• _Data provided_
- Opening Delimiter -

PR #56, opened 2026-02-24
feat(storage) Adds batch store interface and mysql implementation

manjari25:
## Summary
feat(storage) Adds batch store interface and mysql implementation

## Why?

This sets up a batch store interface (and implementation) interact with the mysql backend for this table.

## What?
* Adds `BatchStore`

### DIFF
--- a/extension/storage/mysql/batch_store.go
+++ b/extension/storage/mysql/batch_store.go
@@ -1,0 +1,111 @@
+package mysql
+
+import (
+	"context"
+	"database/sql"
+	"encoding/json"
+	"errors"
+	"fmt"
+
+	"github.com/go-sql-driver/mysql"
+
+	"github.com/uber/submitqueue/entity"
+	"github.com/uber/submitqueue/extension/storage"
+)
+
+type batchStore struct {
+	db *sql.DB
+}
+
+// NewBatchStore creates a new MySQL-backed BatchStore.
+func NewBatchStore(db *sql.DB) storage.BatchStore {
+	return &batchStore{db: db}
+}
+
+// Get retrieves a batch by ID. Returns ErrNotFound if the batch is not found.
+func (s *batchStore) Get(ctx context.Context, id string) (entity.Batch, error) {
+	var batch entity.Batch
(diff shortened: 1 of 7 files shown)


gateway/controller/land_test.go
```diff
@@ -51,9 +51,37 @@ func (m *mockChangeProviderStore) Create(ctx context.Context, changeProvider ent
 	return m.createFunc(ctx, changeProvider)
 }
 
+type mockBatchStore struct {
```
behinddwalls, line 54: use gomocks for all the mock generation.

extension/storage/mysql/batch_store.go
```diff
@@ -0,0 +1,111 @@
...
+
+	rowsAffected, err := result.RowsAffected()
+	if err != nil {
+		return fmt.Errorf(
+			"failed to get rows affected from update for id=%q version=%d newState=%v: %w",
+			id, version, newState, err,
+		)
+	}
+
+	if rowsAffected != 1 {
```
behinddwalls, line 103: do we want to check for 0 instead and also do we want to check if more than 1 row is affected?

sbalabanov: +1

sbalabanov: VersionMismatch on 0 rows, general "unreachable" error on 2+ rows.
not blocking, good enough as is.

gateway/controller/land_test.go
sbalabanov: should we instruct Claude?

sbalabanov (approved):

gateway/controller/land_test.go
manjari25: I'll update this in a different PR so all the mocks in here are addressed

sbalabanov (approved):

extension/storage/mysql/batch_store.go
manjari25: Will update in a different PR.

- Closing Delimiter -

• _Problem description_
Every record above should be written out exactly.

• _Solution_
PR #56, opened 2026-02-24
feat(storage) Adds batch store interface and mysql implementation

manjari25:
## Summary
feat(storage) Adds batch store interface and mysql implementation

## Why?

This sets up a batch store interface (and implementation) interact with the mysql backend for this table.

## What?
* Adds `BatchStore`

### DIFF
--- a/extension/storage/mysql/batch_store.go
+++ b/extension/storage/mysql/batch_store.go
@@ -1,0 +1,111 @@
+package mysql
+
+import (
+	"context"
+	"database/sql"
+	"encoding/json"
+	"errors"
+	"fmt"
+
+	"github.com/go-sql-driver/mysql"
+
+	"github.com/uber/submitqueue/entity"
+	"github.com/uber/submitqueue/extension/storage"
+)
+
+type batchStore struct {
+	db *sql.DB
+}
+
+// NewBatchStore creates a new MySQL-backed BatchStore.
+func NewBatchStore(db *sql.DB) storage.BatchStore {
+	return &batchStore{db: db}
+}
+
+// Get retrieves a batch by ID. Returns ErrNotFound if the batch is not found.
+func (s *batchStore) Get(ctx context.Context, id string) (entity.Batch, error) {
+	var batch entity.Batch
(diff shortened: 1 of 7 files shown)


gateway/controller/land_test.go
```diff
@@ -51,9 +51,37 @@ func (m *mockChangeProviderStore) Create(ctx context.Context, changeProvider ent
 	return m.createFunc(ctx, changeProvider)
 }
 
+type mockBatchStore struct {
```
behinddwalls, line 54: use gomocks for all the mock generation.

extension/storage/mysql/batch_store.go
```diff
@@ -0,0 +1,111 @@
...
+
+	rowsAffected, err := result.RowsAffected()
+	if err != nil {
+		return fmt.Errorf(
+			"failed to get rows affected from update for id=%q version=%d newState=%v: %w",
+			id, version, newState, err,
+		)
+	}
+
+	if rowsAffected != 1 {
```
behinddwalls, line 103: do we want to check for 0 instead and also do we want to check if more than 1 row is affected?

sbalabanov: +1

sbalabanov: VersionMismatch on 0 rows, general "unreachable" error on 2+ rows.
not blocking, good enough as is.

gateway/controller/land_test.go
sbalabanov: should we instruct Claude?

sbalabanov (approved):

gateway/controller/land_test.go
manjari25: I'll update this in a different PR so all the mocks in here are addressed

sbalabanov (approved):

extension/storage/mysql/batch_store.go
manjari25: Will update in a different PR.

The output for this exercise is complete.